PR #2210, opened 2017-05-10
feat: table styles

patrickhulce:
Before
image

After
image

### DIFF
--- a/lighthouse-core/audits/audit.js
+++ b/lighthouse-core/audits/audit.js
@@ -95,6 +95,7 @@ class Audit {
   static makeV2TableHeaders(headings) {
     return headings.map(heading => ({
       type: 'text',
+      itemType: heading.itemType,
       text: heading.text
     }));
   }
--- a/lighthouse-core/audits/audit.js
+++ b/lighthouse-core/audits/audit.js
@@ -81,7 +81,7 @@ class Audit {
 
         return {
           type: heading.itemType,
-          styleAs: heading.styleAs,
+          styleClass: heading.styleClass,
           text: value
         };
       });
@@ -96,7 +96,7 @@ class Audit {
   static makeV2TableHeaders(headings) {
     return headings.map(heading => ({
       type: 'text',
-      styleAs: heading.styleAs,
+      styleClass: heading.styleClass,
       text: heading.text
     }));
   }
@@ -164,6 +164,7 @@ module.exports = Audit;
  *   key: string,
  *   itemType: string,
  *   text: string,
+ *   styleClass: (string|undefined),
  * }>}
  */
 Audit.Headings; // eslint-disable-line no-unused-expressions
--- a/lighthouse-core/audits/audit.js
+++ b/lighthouse-core/audits/audit.js
@@ -81,7 +81,6 @@ class Audit {
 
         return {
           type: heading.itemType,
-          styleAs: heading.styleAs,
           text: value
         };
       });
@@ -96,7 +95,6 @@ class Audit {
   static makeV2TableHeaders(headings) {
     return headings.map(heading => ({
       type: 'text',
-      styleAs: heading.styleAs,
       text: heading.text
     }));
   }
--- a/lighthouse-core/audits/audit.js
+++ b/lighthouse-core/audits/audit.js
@@ -81,6 +81,7 @@ class Audit {
 
         return {
           type: heading.itemType,
+          styleAs: heading.styleAs,
           text: value
         };
       });
@@ -95,6 +96,7 @@ class Audit {
   static makeV2TableHeaders(headings) {
     return headings.map(heading => ({
       type: 'text',
+      styleAs: heading.styleAs,
       text: heading.text
     }));
   }
--- a/lighthouse-core/audits/audit.js
+++ b/lighthouse-core/audits/audit.js
@@ -81,7 +81,7 @@ class Audit {
 
         return {
           type: heading.itemType,
-          styleClass: heading.styleClass,
+          styleAs: heading.styleAs,
           text: value
         };
       });
@@ -96,7 +96,7 @@ class Audit {
   static makeV2TableHeaders(headings) {
     return headings.map(heading => ({
       type: 'text',
-      styleClass: heading.styleClass,
+      styleAs: heading.styleAs,
       text: heading.text
     }));
   }
@@ -164,7 +164,6 @@ module.exports = Audit;
  *   key: string,
  *   itemType: string,
  *   text: string,
- *   styleClass: (string|undefined),
  * }>}
  */
 Audit.Headings; // eslint-disable-line no-unused-expressions
--- a/lighthouse-core/audits/byte-efficiency/offscreen-images.js
+++ b/lighthouse-core/audits/byte-efficiency/offscreen-images.js
@@ -134,8 +134,8 @@ class OffscreenImages extends ByteEfficiencyAudit {
       });
 
       const headings = [
-        {key: 'preview', itemType: 'thumbnail', text: '', styleAs: 'preview'},
-        {key: 'url', itemType: 'url', text: 'URL', styleAs: 'url'},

....

◆ What the task asks ◆
Once more, write out the records above, exactly as they stand.

◆ Expected answer ◆
PR #2210, opened 2017-05-10
feat: table styles

patrickhulce:
Before
image

After
image

### DIFF
--- a/lighthouse-core/audits/audit.js
+++ b/lighthouse-core/audits/audit.js
@@ -95,6 +95,7 @@ class Audit {
   static makeV2TableHeaders(headings) {
     return headings.map(heading => ({
       type: 'text',
+      itemType: heading.itemType,
       text: heading.text
     }));
   }
--- a/lighthouse-core/audits/audit.js
+++ b/lighthouse-core/audits/audit.js
@@ -81,7 +81,7 @@ class Audit {
 
         return {
           type: heading.itemType,
-          styleAs: heading.styleAs,
+          styleClass: heading.styleClass,
           text: value
         };
       });
@@ -96,7 +96,7 @@ class Audit {
   static makeV2TableHeaders(headings) {
     return headings.map(heading => ({
       type: 'text',
-      styleAs: heading.styleAs,
+      styleClass: heading.styleClass,
       text: heading.text
     }));
   }
@@ -164,6 +164,7 @@ module.exports = Audit;
  *   key: string,
  *   itemType: string,
  *   text: string,
+ *   styleClass: (string|undefined),
  * }>}
  */
 Audit.Headings; // eslint-disable-line no-unused-expressions
--- a/lighthouse-core/audits/audit.js
+++ b/lighthouse-core/audits/audit.js
@@ -81,7 +81,6 @@ class Audit {
 
         return {
           type: heading.itemType,
-          styleAs: heading.styleAs,
           text: value
         };
       });
@@ -96,7 +95,6 @@ class Audit {
   static makeV2TableHeaders(headings) {
     return headings.map(heading => ({
       type: 'text',
-      styleAs: heading.styleAs,
       text: heading.text
     }));
   }
--- a/lighthouse-core/audits/audit.js
+++ b/lighthouse-core/audits/audit.js
@@ -81,6 +81,7 @@ class Audit {
 
         return {
           type: heading.itemType,
+          styleAs: heading.styleAs,
           text: value
         };
       });
@@ -95,6 +96,7 @@ class Audit {
   static makeV2TableHeaders(headings) {
     return headings.map(heading => ({
       type: 'text',
+      styleAs: heading.styleAs,
       text: heading.text
     }));
   }
--- a/lighthouse-core/audits/audit.js
+++ b/lighthouse-core/audits/audit.js
@@ -81,7 +81,7 @@ class Audit {
 
         return {
           type: heading.itemType,
-          styleClass: heading.styleClass,
+          styleAs: heading.styleAs,
           text: value
         };
       });
@@ -96,7 +96,7 @@ class Audit {
   static makeV2TableHeaders(headings) {
     return headings.map(heading => ({
       type: 'text',
-      styleClass: heading.styleClass,
+      styleAs: heading.styleAs,
       text: heading.text
     }));
   }
@@ -164,7 +164,6 @@ module.exports = Audit;
  *   key: string,
  *   itemType: string,
  *   text: string,
- *   styleClass: (string|undefined),
  * }>}
  */
 Audit.Headings; // eslint-disable-line no-unused-expressions
--- a/lighthouse-core/audits/byte-efficiency/offscreen-images.js
+++ b/lighthouse-core/audits/byte-efficiency/offscreen-images.js
@@ -134,8 +134,8 @@ class OffscreenImages extends ByteEfficiencyAudit {
       });
 
       const headings = [
-        {key: 'preview', itemType: 'thumbnail', text: '', styleAs: 'preview'},
-        {key: 'url', itemType: 'url', text: 'URL', styleAs: 'url'},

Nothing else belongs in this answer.